This week, we have seen an unprecedented amount of liquidity of economic stimulus stabilize the economy, putting an end to weeks of free fall caused by the corona pandemic.

All the major US equities were up by around 9% to 12% this week—on Tuesday, the Dow Jones had its best day since 1938. Bitcoin had its least volatile week since its price cut in half on March 13. Bitcoin’s market value rose from $3,867 to $7,000 in the 13 days to March 25, this week Bitcoin has consistently hovered around the $6,500 mark. But the major question is What are miners doing?
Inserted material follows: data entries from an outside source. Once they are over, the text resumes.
PR #96, opened 2019-02-15
Handle errors in service methods

JamesNK:
Addresses https://github.com/grpc/grpc-dotnet/issues/47

Handle user code errors in service methods.
Error is logged on the server.
Setting EnableDetailedErrors to true also returns the exception message with grpc-message.
Fix an issue in calculating options for services without explicit configuration.
Handle errors when serializing and deserializing content.
Handle unary and client streaming service methods returning null message.
Return RpcException trailers.


src/Grpc.AspNetCore.Server/Internal/HttpContextStreamWriter.cs
```diff
@@ -39,6 +39,14 @@ public WriteOptions WriteOptions
             set => _context.WriteOptions = value;
         }
 
-        public Task WriteAsync(TResponse message) => _context.HttpContext.Response.BodyPipe.WriteMessageAsync(message, _context, _serializer);
+        public Task WriteAsync(TResponse message)
+        {
+            if (message == null)
```
davidfowl: Why null check a internal type? That just bloats the method. Just assert.

perf/Grpc.AspNetCore.Microbenchmarks/Internal/MessageHelpers.cs
```diff
@@ -21,20 +21,22 @@
...
+        private static readonly HttpContextServerCallContext TestServerCallContext = new HttpContextServerCallContext(new DefaultHttpContext(), new GrpcServiceOptions(), NullLogger.Instance);
 
         public static void WriteMessage<T>(Stream stream, T message) where T : IMessage
         {
             var messageData = message.ToByteArray();
 
             var pipeWriter = new StreamPipeWriter(stream);
 
-            PipeExtensions.WriteMessageAsync(pipeWriter, messageData, TestServiceOptions, flush: true).GetAwaiter().GetResult();
+            PipeExtensions.WriteMessageAsync(pipeWriter, messageData, TestServerCallContext, flush: true).GetAwaiter().GetResult();
```
JamesNK: I had an initial approach that needed the context which is why the pipe extensions now take it, but it isn't required right now. I suspect at some point we'll need info off it so I have left it this way for now.

src/Grpc.AspNetCore.Server/Internal/HttpContextStreamWriter.cs
JamesNK: The instance is internal, the interface is public. This method will be called by user code in service methods.

src/Grpc.AspNetCore.Server/Internal/PipeExtensions.cs
```diff
@@ -32,21 +32,27 @@ internal static class PipeExtensions
         private const int MessageDelimiterSize = 4; // how many bytes it takes to encode "Message-Length"
         private const int HeaderSize = MessageDelimiterSize + 1; // message length + compression flag
 
-        public static Task WriteMessageAsync<TResponse>(this PipeWriter pipeWriter, TResponse response, GrpcServiceOptions serviceOptions, Func<TResponse, byte[]> serializer, WriteOptions writeOptions)
+        private static readonly Status MessageCancelledStatus = new Status(StatusCode.Internal, "Incoming message cancelled.");
+        private static readonly Status AdditionalDataStatus = new Status(StatusCode.Internal, "Additional data after the message received.");
+        private static readonly Status IncompleteMessageStatus = new Status(StatusCode.Internal, "Incomplete message.");
+        private static readonly Status SendingMessageExceedsLimitStatus = new Status(StatusCode.ResourceExhausted, "Sending message exceeds the maximum configured message size.");
+        private static readonly Status ReceivedMessageExceedsLimitStatus = new Status(StatusCode.ResourceExhausted, "Received message exceeds the maximum configured message size.");
```
jtattermusch: FTR https://github.com/grpc/grpc/blob/master/doc/statuscodes.md

src/Grpc.AspNetCore.Server/Internal/CallHandlers/ClientStreamingServerCallHandler.cs
```diff
@@ -49,35 +49,44 @@ public override async Task HandleCallAsync(HttpContext httpContext)
...
+                    new HttpContextStreamReader<TRequest>(httpContext, serverCallContext, Method.RequestMarshaller.Deserializer),
+                    serverCallContext);
+
+                if (response == null)
                 {
-                    response = await _invoker(
-                        service,
-                        new HttpContextStreamReader<TRequest>(httpContext, ServiceOptions, Method.RequestMarshaller.Deserializer),
-                        serverCallContext);
+                    throw new RpcException(new Status(StatusCode.Cancelled, "Cancelled"));
```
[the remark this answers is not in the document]
JamesNK: I tested what Grpc.Core did when null was returned from a unary and it returned a Cancelled status.

src/Grpc.AspNetCore.Server/Internal/PipeExtensions.cs
JamesNK: Yeah I'm aware of that page and used it as a guide. This is the correct status, right?

Issue #97, opened 2019-02-15
several interop tests failing against grpc-java client


jtattermusch:
Context: Most interop test pass when grpc-go or c-based library is used, but when grpc-java is used, there seems to be some problem.

E.g.:
```
~/github/grpc-java$ ./run-test-client.sh --server_host=localhost --server_port=50052 --test_case=large_unary --use_tls=false
```

Results in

Throughout the 81 percent recovery, miners have sold more coins than what they generated, according to (MRI) figure, a measure created by ByteTree to track the changes in inventory levels held by miners. 

The 21-day rolling MRI stayed above 100 during the entire duration of the recent recovery from lows below $4,000. An MRI above 100 means miners are selling more than they mine and running down inventory, while a below-100 MRI reading indicates miners are amassing inventory by selling less than they mine.

But this was expected because prices have continued to go up.

Mining pools so far are the highest percentage of bitcoin flowing into exchanges and will continue to have significant influence on prices into the halvening.

Miners sold 2,788 BTC against 1,588 BTC mined, slamming the market. We need to watch Miners and what they do. Can they remain profitable will be crucial.

Buyers are now absorbing the extra Bitcoin flooding the market and is having very little impact. This is good. Sign of strength in the overall Bitcoin & Crypto market.

Miners behaving this way was expected, when we discussed during Thriller Insights - S3EP19: The Bitcoin Crash Explained and Whats Ahead go back and listen.

Can’t stress this enough the overall health of the mining network is intrinsically linked to Bitcoin’s value. We absolutely must hold $4800.

Bitcoin

TradingShot Chart

We are currently more than 450 days since the bottom of the previous bear cycle in December 2018. Despite the $14K peak last June 2019, Bitcoin's continuous and most recently more aggressive correction has most people worried that we are moving away from the long term bullish trend upwards

Comparison with the 2016 Cycle

At the moment the price is on the 0.382 fibonacci re-tracement level from the previous cycle's top (December 2017) and 0.236 from its bottom (January 2015). If we go back to the same day during the previous cycle (i.e. +450 days from the January 2015 bottom), we will see that the price was on the 0.5 fib from the previous cycle's top (December 2013) and above the 0.236 from its bottom (October 2011). This means that at the moment BTC is more or less at the same spot where the price was during the 2016 cycle. Which means that the general bullish trend hasn't changed from the last cycle.

The Growth Channel

During 2015/2016, the price was having a smoother, gradual rise from its cycle bottom until roughly after the halving when it really goes parabolic. It was based on a channel up log scale with clear higher lows and higher highs. The parallel lines of this growth channel have a starting base on the last volatility zone before the cycle's top. In the current cycle, BTC is trading in the middle of its 2019/2020 growth channel.

TradingShot is showing that all his markers have not diverged from the bigger, historic bullish trend. The only thing that does not ring true is the $13.8K June peak, remember this was during all the speculation over wider acceptance of digital currencies and Facebook’s Libra project etc…

All is fair in charts because the recent "March 13th crash" was as well an anomaly, with very few of us expecting corona to have an impact much less a recession so soon from the yield curve inverting. If we never had those events, Bitcoin would have had a smooth rise within its growth channel just as it did in 2015/2016.

Boom or Bust with DeFi? That is the question.

Enterprise blockchain funding has lagged. Efforts to reduce back-office costs and improve business processes are still ongoing. However, funding to other applications has been nearly 7x higher than to enterprise blockchain over the past 5 years.

Central banks are serious about fiat digital currencies. The future of programmable money could come out of a central bank, not a startup. Central banks across the globe, such as in China and England, are exploring central bank digital currencies.

Dual Token Sales. Simple Agreement for Future Tokens (SAFTs), Security Token Offerings (STOs), and Consumer Token Offerings (CTOs). A dual token sale will have one token specifically designated as a security or investment with access available only to accredited investors. This security token can then be used to raise money for a blockchain project while still following regulations for traditional securities like stocks or bonds.

The other token in a dual token sale is normally a utility token–a token used in the network or platform. This second token isn’t used for raising money, but instead fulfills another role depending on how the platform is designed. With dual token sales, companies could satisfy the SEC’s requirements by raising money with a security token, offering a utility token that could be used right away, and becoming decentralized later. In theory, a dual token model allows projects to stay out of trouble. Besides regulation, dual tokens allow projects more customization in their token economies. Two tokens allow for different properties, multiple incentive structures, and more options for users. By adding smart contracts and dApps to the equation, the tokenomics of a dual token system could become even more complex. In some instances, the reason for having two tokens has nothing to do with regulators or token sales, but is essential to how the system functions.